NO IMPLIED WAIVERS. The failure of either party at any time to require performance by the other party of any provisions hereof shall in no way affect the full right of such party to require such performance at any time thereafter. The waiver by either party hereto of a breach or alleged breach of any provision hereof shall not constitute a waiver of any succeeding breach of the same or any other provision, nor shall such waiver constitute a waiver of the provision itself.
AMAZON AND MARKETPLACE SALES. Customer will not under any circumstances resell Seller’s Products to or on Amazon.com, via Amazon Vendor Central, Amazon Vendor Express, Fulfillment by Amazon (FBA), Fulfillment by Merchant (FBM), Seller Fulfilled Prime (SFP), FBA Onsite, or in any other manner that currently exists or may hereafter be developed on the Amazon sales platform (collectively “Amazon.com”), or on Walmart.com, Jet.com, Rakuten.com, Buy.com, Ebay, Alibaba, or any other third-party marketplace (collectively “Third Party Marketplaces”). Seller reserves the right to immediately cease all sales to Customer for any Customer violation of the terms of this Agreement.
NOTICES. All notices required or sought to be given under this Agreement shall be in writing and shall be deemed to have been made on the day when delivered personally or on the third business day after being sent to IKONIK or Customer.
ARBITRATION. The parties agree to submit all disputes between them relating to this Agreement or the breach, alleged breach, or interpretation thereof to binding arbitration, except that this provision shall not apply to requests for injunctive relief, within thirty (30) days after either party notifies the other in writing that it is submitting a dispute to arbitration, one (1) arbitrator shall be chosen under the then-current Rules of the American Arbitration Association ("AAA") for commercial disputes. Neither party may object to any arbitrator appointed by AAA. The arbitration will be held in Salt Lake City, Utah, and shall be conducted according to the Rules of the AAA. The arbitration award must be by a written decision containing findings of fact and conclusions of law and shall be final and binding. It may be entered in and enforced by any court of competent jurisdiction. The party prevailing in the arbitration or other legal proceedings shall be entitled to recover its costs including reasonable attorney's fees incurred due to the arbitration or other legal proceedings.

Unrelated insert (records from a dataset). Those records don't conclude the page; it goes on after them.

PR #6533, opened 2022-07-13
Feature/digest client

### LINKED ISSUE #3588: Digest Auth client middleware

FrancescoSerra:
Closes #3588

Follows up on PR #3619

I'm not overly fond of this implementation, so I'd like to get feedback - I kept the changes to the minimum


client/shared/src/main/scala/org/http4s/client/digest/NonceCounter.scala
```diff
@@ -0,0 +1,48 @@
...
+
+object NonceCounter {
+  val MaxNonce: Long = java.lang.Long.parseLong("FFFFFFFF", 16)
+
+  def make[F[_]: Async](
+      ttl: FiniteDuration = 1.minute,
+      maxNonce: Long = MaxNonce,
+  ): F[NonceCounter[F]] =
+    Random
+      .javaSecuritySecureRandom[F]
```
FrancescoSerra, line 45: According to the relative [RFC](https://datatracker.ietf.org/doc/html/rfc7616), there's no strict need for a cryptographically secure cnonce - however I think this won't hurt.

armanbilge: Is this the relevant section?
https://datatracker.ietf.org/doc/html/rfc7616#section-5.12

> The security of this protocol is critically dependent on the
   randomness of the randomly chosen parameters, such as client and
   server nonces.  These should be generated by a strong random or
   properly seeded pseudorandom source (see [[RFC4086](https://datatracker.ietf.org/doc/html/rfc4086)]).

FrancescoSerra: yes, I think the `properly seeded pseudorandom` seems covered by the standard `Random` typeclass.

FrancescoSerra: Same! I'm only interpreting the RFC text, but I'm no expert and I might be blatantly wrong 😊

GOVERNING LAW. This Agreement shall be governed by and construed in accordance with the laws of the State of Utah without regard to its choice of laws and rules.

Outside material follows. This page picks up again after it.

Issue #5543, opened 2021-11-08
Deprecate `BackendBuilder#allocate`


bplommer:
Using `.resource.allocated` is just the right level of awkwardness for something people shouldn't normally do, and makes it easy to search/lint for leaky resource usages.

NON-ASSIGNABILITY. Neither this Agreement nor any rights and obligations of this Agreement may be assigned without the prior written consent of the other party, which consent will not be unreasonably withheld. Assignments due to a corporate reorganization by IKONIK shall not be deemed to be assignments hereunder.
RELATIONSHIP OF THE PARTIES. This is a supply agreement. Nothing in this Agreement nor during performance under this Agreement shall be construed to create a relationship of principal and agent, joint venture, partnership, association, or employment between the parties. Neither party shall represent to any third party that it is the agent or employee of the other.

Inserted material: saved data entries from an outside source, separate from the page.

Issue #5280, opened 2021-09-28
Parse errors are difficult to read


rossabaker:
We should be able to do better:

```
scala> HttpVersion.fromString("blech")
res1: org.http4s.ParseResult[org.http4s.HttpVersion] = Left(org.http4s.ParseFailure: HTTP version: Error(0,NonEmptyList(OneOfStr(0,List(HTTP/)))))
```

armanbilge:
Is this something that can be improved here, or in cats-parse?

rossabaker:
Relevant: https://github.com/typelevel/cats-parse/issues/239

rossabaker:
We can do it here, but if it's not HTTP specific, it might be contributable back to cats-parse.

johnynek:
It would be nice to have a prettier rendering, but for programming language applications you probably want to control that.

I would make sure you look at LocationMap which at least will compute line/col for you, and can fetch lines so you can show a context to users.

johnynek:
https://github.com/johnynek/bosatsu/pull/808

There is a PR with code you can copy if you want.

I don't know how easy it is to make it general (e.g. bosatsu is showing errors to users using paiges Doc, but you might be serializing errors and sending them over the network).

PR #6541, opened 2022-07-17
Prettify error messages when parsing

danicheg:
This addresses #5280. 
How it was:
```scala
scala> HttpVersion.fromString("blech")
res1: org.http4s.ParseResult[org.http4s.HttpVersion] = Left(org.http4s.ParseFailure: HTTP version: Error(0,NonEmptyList(OneOfStr(0,List(HTTP/)))))
```
How it will be:
```scala
scala> HttpVersion.fromString("blech")
val res0: org.http4s.ParseResult[org.http4s.HttpVersion] =
Left(org.http4s.ParseFailure: HTTP version: blech
^
expectation:
* must match string: "HTTP/")
```

All credits to @MasseGuillaume and [cats-parse](https://github.com/typelevel/cats-parse) team.

Though it's hard to imagine how users might use these error messages in their logic part of programs (except for just error printing), these changes alter behavior for sure. But I like this prettifying so much that I want to have it in 0.23. What do you think?


armanbilge (commented):
I think this is a good change. I agree, it's hard to see how the old errors could be used meaningfully.

One thing I'm surprised about is how few changes this needed, these are really the only places?

danicheg:
> One thing I'm surprised about is how few changes this needed, these are really the only places?

Can't be confident on 100%, but thanks to the design of how http4s parse things we needed to change `ParseResult#fromParser` only.

core/shared/src/main/scala/org/http4s/headers/Forwarded.scala
```diff
@@ -203,7 +204,7 @@ object Forwarded extends ForwardedRenderers {
       */
     def fromString(s: String): ParseResult[Host] =
       parser.parseAll(s).left.map { e =>
-        ParseFailure(s"invalid host '$s'", e.toString)
+        ParseFailure(s"invalid host '$s'", e.show)
```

SEVERABILITY. If any provisions of this Agreement are declared to be invalid, such provisions shall be severed from this Agreement and the other provisions shall remain in full force and effect. The parties shall replace the invalid provision with another valid provision that comes as close as possible to the parties' original intent regarding the invalid provision.
MODIFICATION. This Agreement contains the entire understanding between the parties with respect to the subject matter of this Agreement and supersedes all oral agreements and negotiations between the parties. Any alterations, variations, modifications, or waivers of the provisions of this Agreement shall be valid only when they have been reduced to writing and duly signed by the parties. The terms of this Section shall not be deemed to have been waived by oral agreement, course of performance, or by any other means other than a written agreement expressly providing for such waiver.